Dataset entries
PR #774, opened 2025-01-28
fix(dashboard): don't override user configuration

soulsoiledit:
## Description

When `picker` is enabled, the original line removes it from the table and reinserts it as the first element, preventing the user configuration in `preset.picker` from being used as the picker. This change inserts it as the second element instead.


folke:
Makes sense. ty!

PR #786, opened 2025-01-29
fix(win): error when enabling padding with `listchars=""`

PFiS1737:
## Description

`vim.split` would split `""` into `{ "" }`, causing `table.concat` to output `",eol: "`.

Resolved by using `vim.tbl_filter` to filter out empty strings before applying `table.concat`.


folke:
ty!

PR #789, opened 2025-01-29
fix(lazygit): allow extensible user args

dpetka2001:
## Description
Currently `opts.args` are set to a specific value. Allow users to optionally pass their own additional args.

## Related Issue(s)
None


folke:
ty!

EXERCISE PROMPT =
The answer consists solely of the lines from the one containing "fix(lazygit): allow extensible user args" through the last line of the data above, reproduced exactly.

OUTPUT OF THE EXERCISE =
fix(lazygit): allow extensible user args

dpetka2001:
## Description
Currently `opts.args` are set to a specific value. Allow users to optionally pass their own additional args.

## Related Issue(s)
None


folke:
ty!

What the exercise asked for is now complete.